──────── AVAILABLE DATA ────────
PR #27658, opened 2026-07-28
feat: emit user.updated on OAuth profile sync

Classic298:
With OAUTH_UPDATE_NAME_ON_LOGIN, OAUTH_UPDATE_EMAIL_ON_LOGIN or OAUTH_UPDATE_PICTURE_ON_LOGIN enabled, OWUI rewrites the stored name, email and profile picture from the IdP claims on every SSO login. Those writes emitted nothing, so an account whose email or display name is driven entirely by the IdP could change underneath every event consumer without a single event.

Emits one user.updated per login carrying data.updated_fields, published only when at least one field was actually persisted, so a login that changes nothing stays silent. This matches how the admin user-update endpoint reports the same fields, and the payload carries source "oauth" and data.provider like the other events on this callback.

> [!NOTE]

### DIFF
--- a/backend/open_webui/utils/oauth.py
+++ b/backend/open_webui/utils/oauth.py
────────
- [TASK DETAILS] Using the records above, list each line that includes "backend".

- [EXERCISE RESULT]
--- a/backend/open_webui/utils/oauth.py
+++ b/backend/open_webui/utils/oauth.py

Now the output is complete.